Inclusions and exclusions of actors and what they can(not) say further resulted from the timing, location, use of language and jargon, group composition, and from the skills required to join, understand and contribute to deliberations. Inclusive multi-stakeholder engagement requires resources, time, and the motivation to persevere, especially when difficulties or unexpected events arise (Evans et al. 2019). For example, in the Slim City project in Utrecht (de Hoop et al. 2019), outcomes were expected within a predefined time-frame of 10 weeks, which led to conflicts between actors who wished to speed up the process, typically those that had to report back to their organizations, and actors who felt the need for more in-depth deliberation.

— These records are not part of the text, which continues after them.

PR #2149, opened 2026-08-20
feat(markdown): preview a Mermaid diagram, offscreen and never on the network

xiaoxiunique:
A fenced `mermaid` block draws itself, reusing the picture path the SVG
preview established in #2148: the button swaps between the drawing and the
source, and a renderable block now opens as its drawing rather than waiting
to be asked.

> Rebased onto `main` after #2148 was squash-merged. The branch previously
> carried the pre-squash SVG commits; those are gone. It now stacks on
> #2184, which fixes an unrelated orientation defect on `main` — that commit
> will drop out of this branch when #2184 merges.

## Why WebKit, when the SVG preview needs none

`SVGPreview` argues that AppKit renders SVG natively and a web view would be
a much larger machine for no gain. That holds for SVG a person or a model
writes. Mermaid's output is a different animal — measured against this exact
library:

- `<foreignObject>` labels, which flowchart, class, state, ER, mindmap and
  journey diagrams all use, are **not drawn at all**. The diagram arrives as
  empty boxes.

Hence, we propose that an active effort should be made on the part of major players such as government authorities, company representatives etc., to include people and perspectives that are currently being excluded. This may require sufficient availability of resources and skills among hosts and participants, appropriate timing and location of events, use of accessible and sufficiently open-ended deliberative techniques, training, careful composition of groups, and hosts may need to learn to listen to diverse publics expressing themselves differently, including in forms involving embodied and tacit knowledge, from what hosts seeking codified evidence may be used to.
Finally, in multiple projects we encountered that institutional boundaries and responsibilities, too, can exclude relevant actors from deliberations, while successful transgression of such boundaries may indeed result in the inclusion of a wider range of relevant actors (also see Nicholds et al. 2017). Departments, sections, divisions etc. delineate responsibilities and often stipulate who is central and who is peripheral to the project – even when the boundaries between different parts of an organization do not reflect the multi-dimensional and cross-domain nature of challenges addressed by smart urban initiatives. Hence, we propose the need to reflexively navigate and reconfigure institutional boundaries and responsibilities in order to include relevant actors from all relevant domains.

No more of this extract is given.